■ **WHAT YOU HAVE TO DO**
Copy every line of the entries that includes the word "convenience".

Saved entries
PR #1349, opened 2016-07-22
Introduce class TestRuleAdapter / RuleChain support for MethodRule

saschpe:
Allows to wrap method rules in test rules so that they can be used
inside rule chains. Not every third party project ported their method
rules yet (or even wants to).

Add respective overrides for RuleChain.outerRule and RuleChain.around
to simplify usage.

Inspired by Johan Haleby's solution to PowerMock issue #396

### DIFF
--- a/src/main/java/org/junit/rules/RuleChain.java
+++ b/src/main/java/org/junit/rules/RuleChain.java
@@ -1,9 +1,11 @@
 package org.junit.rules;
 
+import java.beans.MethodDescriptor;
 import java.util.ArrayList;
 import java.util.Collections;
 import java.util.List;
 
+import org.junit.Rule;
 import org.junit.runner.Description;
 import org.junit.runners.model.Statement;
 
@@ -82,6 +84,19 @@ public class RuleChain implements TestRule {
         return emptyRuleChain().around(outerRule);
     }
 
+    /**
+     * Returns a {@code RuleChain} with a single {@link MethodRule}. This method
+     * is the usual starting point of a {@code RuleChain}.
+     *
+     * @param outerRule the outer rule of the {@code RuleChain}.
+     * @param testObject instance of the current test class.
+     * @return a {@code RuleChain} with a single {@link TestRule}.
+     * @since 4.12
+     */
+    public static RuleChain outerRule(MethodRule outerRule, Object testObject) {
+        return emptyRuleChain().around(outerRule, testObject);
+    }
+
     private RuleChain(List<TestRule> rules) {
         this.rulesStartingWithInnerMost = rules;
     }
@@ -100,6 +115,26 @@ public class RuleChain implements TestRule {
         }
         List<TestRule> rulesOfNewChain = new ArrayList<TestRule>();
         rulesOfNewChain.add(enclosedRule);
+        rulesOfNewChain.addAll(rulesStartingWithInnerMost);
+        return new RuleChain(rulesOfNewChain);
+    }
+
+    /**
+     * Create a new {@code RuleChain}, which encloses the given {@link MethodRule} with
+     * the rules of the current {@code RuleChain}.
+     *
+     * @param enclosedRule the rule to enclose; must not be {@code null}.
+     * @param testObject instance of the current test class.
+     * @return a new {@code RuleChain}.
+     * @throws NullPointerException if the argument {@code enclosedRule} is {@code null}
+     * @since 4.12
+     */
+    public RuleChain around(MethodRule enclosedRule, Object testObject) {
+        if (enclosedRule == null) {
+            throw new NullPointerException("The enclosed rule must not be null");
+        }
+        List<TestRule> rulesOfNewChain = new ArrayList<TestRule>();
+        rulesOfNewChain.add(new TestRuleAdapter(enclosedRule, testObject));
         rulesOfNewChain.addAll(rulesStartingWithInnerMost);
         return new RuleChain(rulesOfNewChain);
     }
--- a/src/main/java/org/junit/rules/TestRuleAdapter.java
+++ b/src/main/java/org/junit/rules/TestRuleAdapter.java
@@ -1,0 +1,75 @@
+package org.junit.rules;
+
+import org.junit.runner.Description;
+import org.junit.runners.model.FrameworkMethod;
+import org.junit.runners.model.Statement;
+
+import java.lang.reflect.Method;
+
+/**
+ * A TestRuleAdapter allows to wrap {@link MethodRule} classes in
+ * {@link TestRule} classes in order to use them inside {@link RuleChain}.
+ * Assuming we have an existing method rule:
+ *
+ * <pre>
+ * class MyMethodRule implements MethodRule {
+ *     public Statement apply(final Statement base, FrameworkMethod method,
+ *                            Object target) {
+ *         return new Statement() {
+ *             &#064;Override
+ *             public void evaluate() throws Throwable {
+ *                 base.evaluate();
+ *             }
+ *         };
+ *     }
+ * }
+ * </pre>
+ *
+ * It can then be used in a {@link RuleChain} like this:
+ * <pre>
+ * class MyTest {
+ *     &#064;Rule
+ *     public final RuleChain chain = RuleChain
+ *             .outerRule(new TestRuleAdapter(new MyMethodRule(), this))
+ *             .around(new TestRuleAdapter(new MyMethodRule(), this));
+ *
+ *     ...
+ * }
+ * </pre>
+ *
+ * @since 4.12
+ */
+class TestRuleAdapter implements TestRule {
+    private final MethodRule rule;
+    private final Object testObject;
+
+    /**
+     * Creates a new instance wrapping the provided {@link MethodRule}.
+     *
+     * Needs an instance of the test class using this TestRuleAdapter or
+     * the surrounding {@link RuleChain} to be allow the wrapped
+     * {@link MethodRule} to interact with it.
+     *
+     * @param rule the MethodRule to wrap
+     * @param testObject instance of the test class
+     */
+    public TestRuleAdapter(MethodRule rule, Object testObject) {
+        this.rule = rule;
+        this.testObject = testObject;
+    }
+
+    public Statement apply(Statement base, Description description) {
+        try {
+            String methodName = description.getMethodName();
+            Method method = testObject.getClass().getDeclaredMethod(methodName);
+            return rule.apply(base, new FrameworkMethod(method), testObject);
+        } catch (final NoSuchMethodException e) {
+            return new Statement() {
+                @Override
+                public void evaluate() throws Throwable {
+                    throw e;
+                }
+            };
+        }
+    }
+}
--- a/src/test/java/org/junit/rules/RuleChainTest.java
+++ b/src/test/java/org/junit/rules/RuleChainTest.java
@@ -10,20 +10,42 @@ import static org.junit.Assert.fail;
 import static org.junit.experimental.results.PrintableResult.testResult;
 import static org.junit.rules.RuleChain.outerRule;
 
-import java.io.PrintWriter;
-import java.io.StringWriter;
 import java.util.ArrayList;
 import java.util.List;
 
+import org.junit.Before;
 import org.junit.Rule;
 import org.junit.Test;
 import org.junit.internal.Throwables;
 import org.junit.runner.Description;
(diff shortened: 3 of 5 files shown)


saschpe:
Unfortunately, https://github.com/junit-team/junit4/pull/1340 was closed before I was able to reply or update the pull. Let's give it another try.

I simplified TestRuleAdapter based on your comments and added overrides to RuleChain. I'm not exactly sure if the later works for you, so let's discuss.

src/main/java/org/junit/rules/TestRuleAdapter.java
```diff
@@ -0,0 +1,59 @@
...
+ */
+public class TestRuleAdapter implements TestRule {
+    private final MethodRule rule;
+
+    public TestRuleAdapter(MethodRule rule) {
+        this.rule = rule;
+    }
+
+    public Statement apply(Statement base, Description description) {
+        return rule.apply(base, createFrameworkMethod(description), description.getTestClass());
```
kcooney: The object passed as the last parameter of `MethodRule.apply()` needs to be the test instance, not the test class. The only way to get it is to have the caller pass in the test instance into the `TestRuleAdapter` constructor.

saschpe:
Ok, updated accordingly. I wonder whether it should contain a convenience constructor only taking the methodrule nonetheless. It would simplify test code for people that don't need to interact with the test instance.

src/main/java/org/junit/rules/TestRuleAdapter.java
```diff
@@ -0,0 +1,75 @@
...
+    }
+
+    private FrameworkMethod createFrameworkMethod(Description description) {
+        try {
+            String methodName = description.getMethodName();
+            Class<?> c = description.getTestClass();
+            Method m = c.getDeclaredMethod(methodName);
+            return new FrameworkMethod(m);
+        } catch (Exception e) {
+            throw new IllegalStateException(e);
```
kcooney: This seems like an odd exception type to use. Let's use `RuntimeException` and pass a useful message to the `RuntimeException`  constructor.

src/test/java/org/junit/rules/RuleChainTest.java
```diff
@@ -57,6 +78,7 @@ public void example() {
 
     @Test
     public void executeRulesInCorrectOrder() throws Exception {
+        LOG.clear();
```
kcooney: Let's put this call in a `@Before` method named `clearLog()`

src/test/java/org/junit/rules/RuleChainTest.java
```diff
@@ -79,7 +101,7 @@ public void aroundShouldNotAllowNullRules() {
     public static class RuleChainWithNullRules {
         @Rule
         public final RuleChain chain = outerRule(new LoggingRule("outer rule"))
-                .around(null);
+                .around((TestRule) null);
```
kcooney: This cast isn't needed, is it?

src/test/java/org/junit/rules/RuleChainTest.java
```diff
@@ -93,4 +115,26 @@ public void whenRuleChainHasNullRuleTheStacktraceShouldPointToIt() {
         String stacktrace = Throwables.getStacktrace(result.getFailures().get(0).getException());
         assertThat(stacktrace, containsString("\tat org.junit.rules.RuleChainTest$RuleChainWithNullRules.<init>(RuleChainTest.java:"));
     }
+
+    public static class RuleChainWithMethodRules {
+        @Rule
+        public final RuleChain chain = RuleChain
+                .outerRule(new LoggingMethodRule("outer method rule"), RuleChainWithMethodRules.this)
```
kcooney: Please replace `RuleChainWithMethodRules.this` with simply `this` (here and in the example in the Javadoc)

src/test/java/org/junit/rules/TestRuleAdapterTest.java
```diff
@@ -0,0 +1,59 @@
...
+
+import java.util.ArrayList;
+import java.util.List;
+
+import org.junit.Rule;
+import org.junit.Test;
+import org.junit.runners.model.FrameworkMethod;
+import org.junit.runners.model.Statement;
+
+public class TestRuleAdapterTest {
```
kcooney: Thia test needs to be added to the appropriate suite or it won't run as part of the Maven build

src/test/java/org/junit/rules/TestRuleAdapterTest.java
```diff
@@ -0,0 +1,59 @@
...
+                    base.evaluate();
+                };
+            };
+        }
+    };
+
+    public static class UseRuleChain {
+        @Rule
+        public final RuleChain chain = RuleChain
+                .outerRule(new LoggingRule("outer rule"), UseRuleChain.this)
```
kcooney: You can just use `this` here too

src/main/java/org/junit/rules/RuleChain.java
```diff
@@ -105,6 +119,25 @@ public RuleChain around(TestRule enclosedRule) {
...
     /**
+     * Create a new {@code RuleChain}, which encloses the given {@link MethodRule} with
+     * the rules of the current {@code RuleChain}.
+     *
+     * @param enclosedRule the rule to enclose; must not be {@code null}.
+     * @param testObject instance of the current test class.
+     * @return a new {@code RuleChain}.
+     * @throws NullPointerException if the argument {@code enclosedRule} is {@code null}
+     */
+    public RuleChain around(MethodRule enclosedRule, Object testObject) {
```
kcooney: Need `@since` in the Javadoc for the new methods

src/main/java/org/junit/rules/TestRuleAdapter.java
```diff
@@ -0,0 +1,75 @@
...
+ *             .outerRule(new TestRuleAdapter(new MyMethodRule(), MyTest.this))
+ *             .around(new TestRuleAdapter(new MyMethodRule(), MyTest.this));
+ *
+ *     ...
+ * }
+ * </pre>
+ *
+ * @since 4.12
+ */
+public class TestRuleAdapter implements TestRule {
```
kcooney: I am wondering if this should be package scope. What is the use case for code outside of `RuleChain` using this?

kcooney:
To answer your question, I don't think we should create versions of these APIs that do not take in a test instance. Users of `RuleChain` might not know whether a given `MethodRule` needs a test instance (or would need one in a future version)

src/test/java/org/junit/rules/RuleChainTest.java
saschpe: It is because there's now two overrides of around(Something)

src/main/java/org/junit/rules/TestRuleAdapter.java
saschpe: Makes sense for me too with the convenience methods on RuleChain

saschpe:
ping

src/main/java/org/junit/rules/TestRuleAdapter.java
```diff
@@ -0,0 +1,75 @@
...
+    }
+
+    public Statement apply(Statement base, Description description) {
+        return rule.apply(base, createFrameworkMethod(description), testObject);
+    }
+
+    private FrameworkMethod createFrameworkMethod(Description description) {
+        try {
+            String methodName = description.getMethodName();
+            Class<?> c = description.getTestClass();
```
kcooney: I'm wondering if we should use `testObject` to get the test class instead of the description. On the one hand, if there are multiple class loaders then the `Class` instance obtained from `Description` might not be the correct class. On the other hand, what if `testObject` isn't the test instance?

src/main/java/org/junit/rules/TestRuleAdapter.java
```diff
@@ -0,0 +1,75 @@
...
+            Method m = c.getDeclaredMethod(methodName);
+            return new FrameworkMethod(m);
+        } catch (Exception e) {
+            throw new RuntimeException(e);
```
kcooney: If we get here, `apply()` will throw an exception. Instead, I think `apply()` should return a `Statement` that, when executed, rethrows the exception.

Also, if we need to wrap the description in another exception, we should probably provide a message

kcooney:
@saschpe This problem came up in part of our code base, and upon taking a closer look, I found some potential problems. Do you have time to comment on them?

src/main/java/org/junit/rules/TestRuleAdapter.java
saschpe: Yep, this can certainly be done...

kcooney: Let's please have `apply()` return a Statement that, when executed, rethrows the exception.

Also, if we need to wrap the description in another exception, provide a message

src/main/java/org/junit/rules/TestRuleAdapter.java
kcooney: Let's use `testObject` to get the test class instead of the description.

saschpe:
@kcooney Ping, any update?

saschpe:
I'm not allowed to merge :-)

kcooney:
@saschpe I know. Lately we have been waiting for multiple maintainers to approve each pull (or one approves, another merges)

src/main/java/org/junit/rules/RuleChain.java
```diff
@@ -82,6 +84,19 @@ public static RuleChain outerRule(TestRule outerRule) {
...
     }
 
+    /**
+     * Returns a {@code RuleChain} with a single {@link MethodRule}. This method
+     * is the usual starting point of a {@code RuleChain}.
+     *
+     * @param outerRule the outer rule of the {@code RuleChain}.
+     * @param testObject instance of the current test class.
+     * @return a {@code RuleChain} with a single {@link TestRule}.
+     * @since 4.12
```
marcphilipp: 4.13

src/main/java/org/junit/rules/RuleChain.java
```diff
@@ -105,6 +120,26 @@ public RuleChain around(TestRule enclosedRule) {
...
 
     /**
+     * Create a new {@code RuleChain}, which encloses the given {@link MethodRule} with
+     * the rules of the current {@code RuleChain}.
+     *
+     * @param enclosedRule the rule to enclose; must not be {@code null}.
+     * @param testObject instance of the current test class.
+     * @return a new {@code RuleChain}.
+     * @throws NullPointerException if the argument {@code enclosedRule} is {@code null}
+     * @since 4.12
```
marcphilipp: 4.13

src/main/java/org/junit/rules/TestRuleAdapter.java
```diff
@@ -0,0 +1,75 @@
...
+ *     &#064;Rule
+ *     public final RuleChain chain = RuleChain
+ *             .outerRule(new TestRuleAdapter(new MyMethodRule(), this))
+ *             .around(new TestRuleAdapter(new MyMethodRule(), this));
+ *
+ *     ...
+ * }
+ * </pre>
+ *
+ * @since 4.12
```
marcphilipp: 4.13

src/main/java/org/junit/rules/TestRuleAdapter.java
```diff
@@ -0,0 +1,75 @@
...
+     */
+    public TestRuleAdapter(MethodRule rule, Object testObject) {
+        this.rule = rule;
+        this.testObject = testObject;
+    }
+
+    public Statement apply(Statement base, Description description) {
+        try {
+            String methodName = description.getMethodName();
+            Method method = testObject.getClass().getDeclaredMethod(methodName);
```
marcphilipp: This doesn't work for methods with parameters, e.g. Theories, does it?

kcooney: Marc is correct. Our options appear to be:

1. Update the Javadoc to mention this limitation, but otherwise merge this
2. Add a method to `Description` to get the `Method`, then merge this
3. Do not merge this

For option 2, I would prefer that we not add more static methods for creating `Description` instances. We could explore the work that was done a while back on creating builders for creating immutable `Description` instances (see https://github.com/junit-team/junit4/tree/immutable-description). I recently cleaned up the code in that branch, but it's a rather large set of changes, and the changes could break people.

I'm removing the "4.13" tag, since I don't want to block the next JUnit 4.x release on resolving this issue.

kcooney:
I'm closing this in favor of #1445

* * *

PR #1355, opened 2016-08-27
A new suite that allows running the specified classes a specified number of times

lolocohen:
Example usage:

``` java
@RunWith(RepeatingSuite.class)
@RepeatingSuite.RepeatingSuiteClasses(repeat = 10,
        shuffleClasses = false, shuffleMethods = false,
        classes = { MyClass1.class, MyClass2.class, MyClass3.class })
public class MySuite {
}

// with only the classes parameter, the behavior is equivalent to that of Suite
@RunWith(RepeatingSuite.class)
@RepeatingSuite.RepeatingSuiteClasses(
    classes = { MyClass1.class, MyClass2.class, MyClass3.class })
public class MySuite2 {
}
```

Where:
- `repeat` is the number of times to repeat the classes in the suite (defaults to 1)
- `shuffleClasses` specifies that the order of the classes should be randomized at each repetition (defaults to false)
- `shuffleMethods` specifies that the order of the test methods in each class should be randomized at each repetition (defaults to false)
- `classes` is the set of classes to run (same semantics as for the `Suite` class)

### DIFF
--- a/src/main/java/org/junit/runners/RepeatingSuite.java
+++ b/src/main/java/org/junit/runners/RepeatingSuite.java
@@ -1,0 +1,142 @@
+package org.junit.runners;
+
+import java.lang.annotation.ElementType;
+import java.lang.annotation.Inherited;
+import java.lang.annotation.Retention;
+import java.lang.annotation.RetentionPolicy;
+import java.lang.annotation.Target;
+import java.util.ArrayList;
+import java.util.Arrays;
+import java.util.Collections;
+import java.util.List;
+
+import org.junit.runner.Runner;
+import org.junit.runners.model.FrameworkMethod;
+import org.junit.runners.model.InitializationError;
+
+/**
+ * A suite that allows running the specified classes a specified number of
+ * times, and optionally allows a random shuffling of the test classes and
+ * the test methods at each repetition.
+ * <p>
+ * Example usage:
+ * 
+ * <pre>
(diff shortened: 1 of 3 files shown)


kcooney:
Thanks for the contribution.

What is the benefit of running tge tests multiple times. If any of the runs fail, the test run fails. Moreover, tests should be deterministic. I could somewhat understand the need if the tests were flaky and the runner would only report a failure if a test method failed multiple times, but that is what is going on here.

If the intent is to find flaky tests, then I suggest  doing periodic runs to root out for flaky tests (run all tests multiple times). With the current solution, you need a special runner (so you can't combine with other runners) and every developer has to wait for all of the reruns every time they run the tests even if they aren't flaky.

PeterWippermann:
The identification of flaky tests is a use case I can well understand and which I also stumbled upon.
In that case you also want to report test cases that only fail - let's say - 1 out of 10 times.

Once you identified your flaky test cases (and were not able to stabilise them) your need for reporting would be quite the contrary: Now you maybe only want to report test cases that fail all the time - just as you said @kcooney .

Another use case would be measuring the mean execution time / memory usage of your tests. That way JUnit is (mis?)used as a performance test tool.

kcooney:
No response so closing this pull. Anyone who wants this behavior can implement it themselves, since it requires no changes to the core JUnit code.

--

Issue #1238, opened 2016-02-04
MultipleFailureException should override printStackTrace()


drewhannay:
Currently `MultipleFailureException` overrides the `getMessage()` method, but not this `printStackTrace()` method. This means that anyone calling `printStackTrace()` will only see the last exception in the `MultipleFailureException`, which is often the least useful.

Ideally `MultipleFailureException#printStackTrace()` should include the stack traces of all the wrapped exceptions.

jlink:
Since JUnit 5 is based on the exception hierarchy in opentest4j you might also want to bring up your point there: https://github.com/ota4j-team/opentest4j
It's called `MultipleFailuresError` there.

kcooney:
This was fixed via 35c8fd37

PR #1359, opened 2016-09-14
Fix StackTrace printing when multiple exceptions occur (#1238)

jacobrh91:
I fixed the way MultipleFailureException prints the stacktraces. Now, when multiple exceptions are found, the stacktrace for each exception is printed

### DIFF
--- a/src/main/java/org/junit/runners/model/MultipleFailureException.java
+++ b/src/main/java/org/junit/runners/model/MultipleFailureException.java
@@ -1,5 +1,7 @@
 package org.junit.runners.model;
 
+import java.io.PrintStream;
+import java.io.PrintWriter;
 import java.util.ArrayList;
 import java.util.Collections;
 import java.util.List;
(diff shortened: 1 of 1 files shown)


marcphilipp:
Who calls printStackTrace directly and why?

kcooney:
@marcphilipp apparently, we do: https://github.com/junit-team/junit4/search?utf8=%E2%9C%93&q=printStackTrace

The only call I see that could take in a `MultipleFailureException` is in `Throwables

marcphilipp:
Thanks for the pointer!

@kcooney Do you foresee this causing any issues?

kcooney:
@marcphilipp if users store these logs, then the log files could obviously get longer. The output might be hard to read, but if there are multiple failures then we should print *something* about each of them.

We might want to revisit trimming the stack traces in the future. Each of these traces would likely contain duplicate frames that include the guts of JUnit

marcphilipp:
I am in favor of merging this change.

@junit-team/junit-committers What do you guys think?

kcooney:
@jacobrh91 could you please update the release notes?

■ **WRITTEN ANSWER**
Ok, updated accordingly. I wonder whether it should contain a convenience constructor only taking the methodrule nonetheless. It would simplify test code for people that don't need to interact with the test instance.
saschpe: Makes sense for me too with the convenience methods on RuleChain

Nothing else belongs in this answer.